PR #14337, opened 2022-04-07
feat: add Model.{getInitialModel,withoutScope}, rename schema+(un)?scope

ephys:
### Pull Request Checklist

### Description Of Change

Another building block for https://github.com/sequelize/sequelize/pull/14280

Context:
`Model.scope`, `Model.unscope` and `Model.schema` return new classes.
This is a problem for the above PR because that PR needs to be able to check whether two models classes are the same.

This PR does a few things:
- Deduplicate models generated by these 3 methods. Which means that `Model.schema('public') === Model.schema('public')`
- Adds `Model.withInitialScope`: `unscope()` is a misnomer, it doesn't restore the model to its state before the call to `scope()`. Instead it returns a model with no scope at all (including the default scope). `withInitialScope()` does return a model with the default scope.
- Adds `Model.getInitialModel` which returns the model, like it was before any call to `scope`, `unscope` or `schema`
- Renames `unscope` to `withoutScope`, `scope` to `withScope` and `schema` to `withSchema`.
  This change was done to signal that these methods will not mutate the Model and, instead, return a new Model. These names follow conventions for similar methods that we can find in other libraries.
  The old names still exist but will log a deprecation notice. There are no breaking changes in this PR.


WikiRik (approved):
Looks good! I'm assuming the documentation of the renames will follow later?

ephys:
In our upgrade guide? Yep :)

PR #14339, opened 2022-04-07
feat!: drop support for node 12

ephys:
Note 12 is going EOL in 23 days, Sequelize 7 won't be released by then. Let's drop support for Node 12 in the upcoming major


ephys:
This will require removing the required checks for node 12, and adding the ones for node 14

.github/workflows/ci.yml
● ● ●
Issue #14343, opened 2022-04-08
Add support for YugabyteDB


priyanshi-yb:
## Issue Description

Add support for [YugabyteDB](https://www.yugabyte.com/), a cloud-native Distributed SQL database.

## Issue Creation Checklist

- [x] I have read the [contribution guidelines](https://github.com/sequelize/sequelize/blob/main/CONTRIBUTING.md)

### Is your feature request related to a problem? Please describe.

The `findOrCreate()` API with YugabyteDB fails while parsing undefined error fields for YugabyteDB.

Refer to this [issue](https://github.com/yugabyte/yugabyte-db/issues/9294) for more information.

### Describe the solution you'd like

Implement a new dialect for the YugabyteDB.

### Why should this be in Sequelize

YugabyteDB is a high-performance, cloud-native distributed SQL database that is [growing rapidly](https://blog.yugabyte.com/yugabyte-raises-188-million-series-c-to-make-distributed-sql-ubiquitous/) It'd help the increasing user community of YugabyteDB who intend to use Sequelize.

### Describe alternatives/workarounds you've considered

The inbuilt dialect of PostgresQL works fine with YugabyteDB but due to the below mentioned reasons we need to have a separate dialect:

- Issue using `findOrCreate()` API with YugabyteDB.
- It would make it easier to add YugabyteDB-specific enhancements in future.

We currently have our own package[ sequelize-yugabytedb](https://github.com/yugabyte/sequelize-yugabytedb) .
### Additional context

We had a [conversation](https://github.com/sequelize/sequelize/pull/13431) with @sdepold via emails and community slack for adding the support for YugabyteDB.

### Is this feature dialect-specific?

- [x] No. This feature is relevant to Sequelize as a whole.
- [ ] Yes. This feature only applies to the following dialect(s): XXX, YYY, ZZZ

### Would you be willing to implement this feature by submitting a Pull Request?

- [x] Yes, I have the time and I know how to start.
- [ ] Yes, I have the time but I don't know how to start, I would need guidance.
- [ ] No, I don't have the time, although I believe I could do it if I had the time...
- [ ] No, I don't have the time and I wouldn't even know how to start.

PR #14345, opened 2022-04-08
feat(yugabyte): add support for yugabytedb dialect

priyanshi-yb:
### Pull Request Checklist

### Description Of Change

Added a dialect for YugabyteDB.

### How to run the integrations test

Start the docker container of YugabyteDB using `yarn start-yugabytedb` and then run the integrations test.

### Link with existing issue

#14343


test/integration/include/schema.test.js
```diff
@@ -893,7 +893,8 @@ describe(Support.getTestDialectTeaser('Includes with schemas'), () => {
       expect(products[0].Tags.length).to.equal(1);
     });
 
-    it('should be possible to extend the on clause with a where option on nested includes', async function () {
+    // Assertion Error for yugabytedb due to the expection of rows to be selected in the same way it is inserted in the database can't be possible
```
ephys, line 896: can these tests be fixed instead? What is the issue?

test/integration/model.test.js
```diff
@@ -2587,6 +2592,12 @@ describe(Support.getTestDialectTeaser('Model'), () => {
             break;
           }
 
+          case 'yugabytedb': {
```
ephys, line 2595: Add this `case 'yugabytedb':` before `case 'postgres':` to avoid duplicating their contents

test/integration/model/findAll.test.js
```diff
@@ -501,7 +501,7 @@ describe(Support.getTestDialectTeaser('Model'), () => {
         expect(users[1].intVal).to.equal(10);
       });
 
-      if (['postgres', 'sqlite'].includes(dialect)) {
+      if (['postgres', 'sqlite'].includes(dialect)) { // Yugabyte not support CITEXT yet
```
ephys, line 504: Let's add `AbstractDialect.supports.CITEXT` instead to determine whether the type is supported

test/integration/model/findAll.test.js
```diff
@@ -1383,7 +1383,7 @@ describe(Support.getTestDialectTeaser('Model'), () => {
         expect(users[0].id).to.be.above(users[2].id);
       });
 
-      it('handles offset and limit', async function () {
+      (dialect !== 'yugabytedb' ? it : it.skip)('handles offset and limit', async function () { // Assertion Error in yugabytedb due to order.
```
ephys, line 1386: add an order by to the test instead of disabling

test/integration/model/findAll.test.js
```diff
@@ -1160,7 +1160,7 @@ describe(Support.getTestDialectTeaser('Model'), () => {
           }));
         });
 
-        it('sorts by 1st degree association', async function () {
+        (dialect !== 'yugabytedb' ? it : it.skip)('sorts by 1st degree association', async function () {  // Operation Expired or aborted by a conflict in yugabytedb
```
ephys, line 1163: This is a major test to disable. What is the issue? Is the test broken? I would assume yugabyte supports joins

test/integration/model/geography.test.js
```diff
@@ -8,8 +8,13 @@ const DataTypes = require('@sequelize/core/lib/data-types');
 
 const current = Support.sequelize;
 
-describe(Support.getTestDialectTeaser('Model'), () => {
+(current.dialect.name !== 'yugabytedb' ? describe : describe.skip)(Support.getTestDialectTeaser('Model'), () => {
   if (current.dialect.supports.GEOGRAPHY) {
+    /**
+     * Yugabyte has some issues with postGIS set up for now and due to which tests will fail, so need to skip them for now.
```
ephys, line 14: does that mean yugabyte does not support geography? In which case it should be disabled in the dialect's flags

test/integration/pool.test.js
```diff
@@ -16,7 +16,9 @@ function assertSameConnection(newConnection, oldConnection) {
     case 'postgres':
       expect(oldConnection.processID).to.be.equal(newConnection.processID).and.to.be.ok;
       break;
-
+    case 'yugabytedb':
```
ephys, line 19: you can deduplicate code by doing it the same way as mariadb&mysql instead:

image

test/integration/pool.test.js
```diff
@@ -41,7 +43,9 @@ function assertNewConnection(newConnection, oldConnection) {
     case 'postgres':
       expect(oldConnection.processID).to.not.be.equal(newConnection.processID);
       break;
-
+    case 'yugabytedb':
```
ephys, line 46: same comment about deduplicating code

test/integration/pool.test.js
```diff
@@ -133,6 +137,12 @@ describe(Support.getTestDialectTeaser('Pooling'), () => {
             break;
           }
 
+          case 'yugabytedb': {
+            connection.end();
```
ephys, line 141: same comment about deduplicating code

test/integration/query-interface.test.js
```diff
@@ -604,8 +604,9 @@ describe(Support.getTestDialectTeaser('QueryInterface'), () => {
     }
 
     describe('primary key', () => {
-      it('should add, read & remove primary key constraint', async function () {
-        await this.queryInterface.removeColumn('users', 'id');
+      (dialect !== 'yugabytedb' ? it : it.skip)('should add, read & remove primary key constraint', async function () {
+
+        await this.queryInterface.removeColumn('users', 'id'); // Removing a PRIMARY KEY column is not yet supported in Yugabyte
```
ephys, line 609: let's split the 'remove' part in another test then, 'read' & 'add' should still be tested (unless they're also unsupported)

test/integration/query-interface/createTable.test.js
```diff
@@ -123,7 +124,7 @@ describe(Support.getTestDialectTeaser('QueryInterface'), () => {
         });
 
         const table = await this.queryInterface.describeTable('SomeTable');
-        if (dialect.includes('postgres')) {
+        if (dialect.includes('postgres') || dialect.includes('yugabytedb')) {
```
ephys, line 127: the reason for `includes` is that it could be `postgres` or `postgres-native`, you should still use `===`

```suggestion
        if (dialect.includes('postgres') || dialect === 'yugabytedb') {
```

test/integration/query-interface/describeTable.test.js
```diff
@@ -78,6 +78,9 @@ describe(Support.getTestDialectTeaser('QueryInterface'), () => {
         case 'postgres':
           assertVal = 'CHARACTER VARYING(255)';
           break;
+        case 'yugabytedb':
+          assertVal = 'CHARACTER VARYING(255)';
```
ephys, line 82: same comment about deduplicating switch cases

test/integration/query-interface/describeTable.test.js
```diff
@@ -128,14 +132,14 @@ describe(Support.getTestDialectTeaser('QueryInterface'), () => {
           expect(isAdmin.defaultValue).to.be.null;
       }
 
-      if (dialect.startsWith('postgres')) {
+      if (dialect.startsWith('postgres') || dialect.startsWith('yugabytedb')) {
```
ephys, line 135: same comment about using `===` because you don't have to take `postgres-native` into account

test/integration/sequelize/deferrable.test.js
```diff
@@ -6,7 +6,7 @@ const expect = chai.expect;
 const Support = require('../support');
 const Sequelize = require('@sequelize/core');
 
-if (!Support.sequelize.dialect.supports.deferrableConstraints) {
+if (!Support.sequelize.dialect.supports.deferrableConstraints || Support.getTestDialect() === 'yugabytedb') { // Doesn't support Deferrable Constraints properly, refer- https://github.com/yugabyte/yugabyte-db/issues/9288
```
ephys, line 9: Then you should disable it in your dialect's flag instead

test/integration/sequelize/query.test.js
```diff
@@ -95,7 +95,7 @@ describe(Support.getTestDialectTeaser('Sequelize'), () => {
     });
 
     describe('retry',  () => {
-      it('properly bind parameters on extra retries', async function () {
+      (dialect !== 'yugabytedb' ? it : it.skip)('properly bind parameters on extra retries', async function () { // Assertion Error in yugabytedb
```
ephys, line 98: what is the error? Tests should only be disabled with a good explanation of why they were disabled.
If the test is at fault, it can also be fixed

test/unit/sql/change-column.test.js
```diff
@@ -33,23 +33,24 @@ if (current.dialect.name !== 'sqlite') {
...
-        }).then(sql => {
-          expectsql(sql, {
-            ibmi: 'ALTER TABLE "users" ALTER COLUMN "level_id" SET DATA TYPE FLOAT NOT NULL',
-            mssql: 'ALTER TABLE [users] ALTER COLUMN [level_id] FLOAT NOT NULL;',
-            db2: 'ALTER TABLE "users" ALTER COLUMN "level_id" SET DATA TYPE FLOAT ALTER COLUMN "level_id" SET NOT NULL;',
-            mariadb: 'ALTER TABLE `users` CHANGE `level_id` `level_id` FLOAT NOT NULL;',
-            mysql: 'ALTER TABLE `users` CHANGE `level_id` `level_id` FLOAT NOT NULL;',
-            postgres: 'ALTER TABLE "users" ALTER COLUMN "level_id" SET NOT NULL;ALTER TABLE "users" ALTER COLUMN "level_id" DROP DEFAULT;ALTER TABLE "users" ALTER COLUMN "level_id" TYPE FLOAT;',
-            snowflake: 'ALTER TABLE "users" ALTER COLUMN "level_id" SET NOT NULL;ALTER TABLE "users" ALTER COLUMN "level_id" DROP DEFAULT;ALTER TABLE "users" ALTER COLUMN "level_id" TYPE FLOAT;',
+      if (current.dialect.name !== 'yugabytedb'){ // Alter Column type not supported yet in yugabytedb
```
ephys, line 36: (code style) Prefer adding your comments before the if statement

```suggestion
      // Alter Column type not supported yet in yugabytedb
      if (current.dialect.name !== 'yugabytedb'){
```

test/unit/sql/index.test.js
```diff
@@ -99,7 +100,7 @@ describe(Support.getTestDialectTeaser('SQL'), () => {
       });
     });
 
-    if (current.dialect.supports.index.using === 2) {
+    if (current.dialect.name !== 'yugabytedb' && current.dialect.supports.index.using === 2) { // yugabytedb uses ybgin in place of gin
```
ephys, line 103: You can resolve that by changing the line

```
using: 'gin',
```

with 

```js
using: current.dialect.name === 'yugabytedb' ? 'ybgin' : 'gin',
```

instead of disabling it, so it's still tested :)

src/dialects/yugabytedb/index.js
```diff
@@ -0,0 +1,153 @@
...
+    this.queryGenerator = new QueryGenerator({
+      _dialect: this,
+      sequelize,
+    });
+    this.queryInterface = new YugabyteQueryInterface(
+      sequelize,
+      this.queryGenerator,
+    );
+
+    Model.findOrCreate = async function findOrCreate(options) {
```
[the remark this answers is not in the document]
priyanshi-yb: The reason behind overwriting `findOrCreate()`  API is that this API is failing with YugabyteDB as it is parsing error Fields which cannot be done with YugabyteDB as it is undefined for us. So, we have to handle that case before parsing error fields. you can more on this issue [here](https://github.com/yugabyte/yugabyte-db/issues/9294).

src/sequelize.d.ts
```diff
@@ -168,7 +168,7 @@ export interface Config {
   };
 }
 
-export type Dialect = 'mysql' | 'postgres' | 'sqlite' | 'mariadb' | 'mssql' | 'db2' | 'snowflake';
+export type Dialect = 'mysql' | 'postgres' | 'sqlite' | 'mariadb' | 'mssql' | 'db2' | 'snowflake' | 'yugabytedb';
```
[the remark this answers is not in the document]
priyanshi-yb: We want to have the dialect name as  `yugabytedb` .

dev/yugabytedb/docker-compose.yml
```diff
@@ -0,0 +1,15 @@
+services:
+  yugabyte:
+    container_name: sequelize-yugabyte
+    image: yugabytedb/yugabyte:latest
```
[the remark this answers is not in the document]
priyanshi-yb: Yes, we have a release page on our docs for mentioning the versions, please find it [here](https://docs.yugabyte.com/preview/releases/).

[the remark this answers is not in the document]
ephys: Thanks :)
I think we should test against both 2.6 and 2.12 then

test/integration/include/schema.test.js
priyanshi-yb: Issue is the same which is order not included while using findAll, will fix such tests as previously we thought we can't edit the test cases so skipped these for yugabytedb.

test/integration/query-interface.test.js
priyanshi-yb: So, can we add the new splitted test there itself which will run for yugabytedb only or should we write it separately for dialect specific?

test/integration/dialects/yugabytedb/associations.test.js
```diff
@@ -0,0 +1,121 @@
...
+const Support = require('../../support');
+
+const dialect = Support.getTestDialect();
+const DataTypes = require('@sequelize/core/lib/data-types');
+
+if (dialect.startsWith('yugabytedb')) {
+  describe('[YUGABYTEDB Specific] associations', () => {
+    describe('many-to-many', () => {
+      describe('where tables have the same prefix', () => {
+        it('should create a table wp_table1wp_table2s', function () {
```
● ● ●
EXERCISE DETAILS:
Show the lines from the data above that contain the string "properly".

RESPONSE TO THIS EXERCISE:
+if (!Support.sequelize.dialect.supports.deferrableConstraints || Support.getTestDialect() === 'yugabytedb') { // Doesn't support Deferrable Constraints properly, refer- https://github.com/yugabyte/yugabyte-db/issues/9288
-      it('properly bind parameters on extra retries', async function () {
+      (dialect !== 'yugabytedb' ? it : it.skip)('properly bind parameters on extra retries', async function () { // Assertion Error in yugabytedb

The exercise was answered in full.